§ What you are asked to do: Examine the records below and count how many lines contain the string "converted". Give only the number.

§ Entries provided:
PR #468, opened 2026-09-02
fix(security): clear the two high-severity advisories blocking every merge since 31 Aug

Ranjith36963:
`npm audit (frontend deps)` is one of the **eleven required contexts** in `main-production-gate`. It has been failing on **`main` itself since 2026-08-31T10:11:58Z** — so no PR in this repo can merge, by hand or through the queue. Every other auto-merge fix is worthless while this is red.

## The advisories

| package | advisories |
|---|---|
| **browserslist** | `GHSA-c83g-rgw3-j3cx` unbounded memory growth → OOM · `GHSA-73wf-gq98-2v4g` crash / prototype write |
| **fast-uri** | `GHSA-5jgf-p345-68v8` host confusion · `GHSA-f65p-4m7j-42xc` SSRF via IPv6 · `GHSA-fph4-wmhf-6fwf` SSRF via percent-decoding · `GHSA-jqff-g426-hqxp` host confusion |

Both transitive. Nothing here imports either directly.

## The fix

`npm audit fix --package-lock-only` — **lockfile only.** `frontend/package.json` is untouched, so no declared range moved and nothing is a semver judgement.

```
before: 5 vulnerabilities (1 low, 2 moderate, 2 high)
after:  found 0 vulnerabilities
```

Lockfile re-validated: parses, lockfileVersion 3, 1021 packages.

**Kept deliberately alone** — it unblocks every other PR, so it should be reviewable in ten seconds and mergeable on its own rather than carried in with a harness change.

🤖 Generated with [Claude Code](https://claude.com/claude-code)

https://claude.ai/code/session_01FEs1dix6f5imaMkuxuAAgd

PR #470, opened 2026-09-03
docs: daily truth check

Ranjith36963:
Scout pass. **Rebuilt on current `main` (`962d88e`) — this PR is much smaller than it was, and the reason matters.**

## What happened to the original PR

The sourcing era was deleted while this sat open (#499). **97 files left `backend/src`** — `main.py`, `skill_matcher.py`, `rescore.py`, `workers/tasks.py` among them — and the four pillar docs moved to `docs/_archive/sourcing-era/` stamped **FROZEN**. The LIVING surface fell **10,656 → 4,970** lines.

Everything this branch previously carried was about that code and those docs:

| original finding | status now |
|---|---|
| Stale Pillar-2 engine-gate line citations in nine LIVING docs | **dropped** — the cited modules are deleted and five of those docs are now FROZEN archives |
--
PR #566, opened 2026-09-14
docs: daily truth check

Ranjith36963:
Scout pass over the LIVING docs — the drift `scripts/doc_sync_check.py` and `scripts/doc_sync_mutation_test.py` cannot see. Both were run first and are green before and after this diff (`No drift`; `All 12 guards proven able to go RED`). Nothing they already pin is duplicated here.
...
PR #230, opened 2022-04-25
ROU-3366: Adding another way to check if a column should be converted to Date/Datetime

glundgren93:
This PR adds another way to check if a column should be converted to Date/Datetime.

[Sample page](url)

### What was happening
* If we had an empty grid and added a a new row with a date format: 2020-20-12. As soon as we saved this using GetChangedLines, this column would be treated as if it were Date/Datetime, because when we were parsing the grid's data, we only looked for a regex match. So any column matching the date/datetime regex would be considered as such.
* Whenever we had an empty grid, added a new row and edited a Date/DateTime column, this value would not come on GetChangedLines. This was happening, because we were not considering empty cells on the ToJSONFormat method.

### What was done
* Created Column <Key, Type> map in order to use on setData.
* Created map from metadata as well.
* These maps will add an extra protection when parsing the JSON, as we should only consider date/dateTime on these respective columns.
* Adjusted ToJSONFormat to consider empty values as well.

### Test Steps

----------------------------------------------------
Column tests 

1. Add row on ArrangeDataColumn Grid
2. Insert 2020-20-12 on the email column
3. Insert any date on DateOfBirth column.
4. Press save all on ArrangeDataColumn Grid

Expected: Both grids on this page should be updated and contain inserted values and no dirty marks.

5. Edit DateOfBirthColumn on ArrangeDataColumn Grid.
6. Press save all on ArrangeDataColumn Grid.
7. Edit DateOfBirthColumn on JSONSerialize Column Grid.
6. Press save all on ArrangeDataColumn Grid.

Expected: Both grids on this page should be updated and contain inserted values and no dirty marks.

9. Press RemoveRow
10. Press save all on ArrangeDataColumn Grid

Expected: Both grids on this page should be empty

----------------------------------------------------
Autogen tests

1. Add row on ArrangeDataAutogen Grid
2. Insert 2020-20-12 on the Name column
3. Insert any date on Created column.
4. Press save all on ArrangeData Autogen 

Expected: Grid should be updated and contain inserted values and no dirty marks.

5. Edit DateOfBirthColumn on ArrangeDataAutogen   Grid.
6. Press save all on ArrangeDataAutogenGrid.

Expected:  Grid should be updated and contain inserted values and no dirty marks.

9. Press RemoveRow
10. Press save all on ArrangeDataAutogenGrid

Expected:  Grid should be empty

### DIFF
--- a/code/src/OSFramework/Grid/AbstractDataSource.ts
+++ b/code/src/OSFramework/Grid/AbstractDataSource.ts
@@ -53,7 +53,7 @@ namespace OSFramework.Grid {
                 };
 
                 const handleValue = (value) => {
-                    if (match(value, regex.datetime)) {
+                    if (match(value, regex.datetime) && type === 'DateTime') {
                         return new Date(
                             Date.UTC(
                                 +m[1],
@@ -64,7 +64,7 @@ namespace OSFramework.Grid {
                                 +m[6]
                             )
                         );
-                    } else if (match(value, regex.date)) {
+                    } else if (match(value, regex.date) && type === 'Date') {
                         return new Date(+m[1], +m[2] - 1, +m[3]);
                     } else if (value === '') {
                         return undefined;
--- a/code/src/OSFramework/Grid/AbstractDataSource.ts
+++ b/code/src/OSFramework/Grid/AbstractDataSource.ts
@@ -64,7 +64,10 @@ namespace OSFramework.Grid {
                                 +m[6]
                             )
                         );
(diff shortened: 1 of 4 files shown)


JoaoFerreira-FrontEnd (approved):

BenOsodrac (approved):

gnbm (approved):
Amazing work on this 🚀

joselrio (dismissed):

§ Task result: 2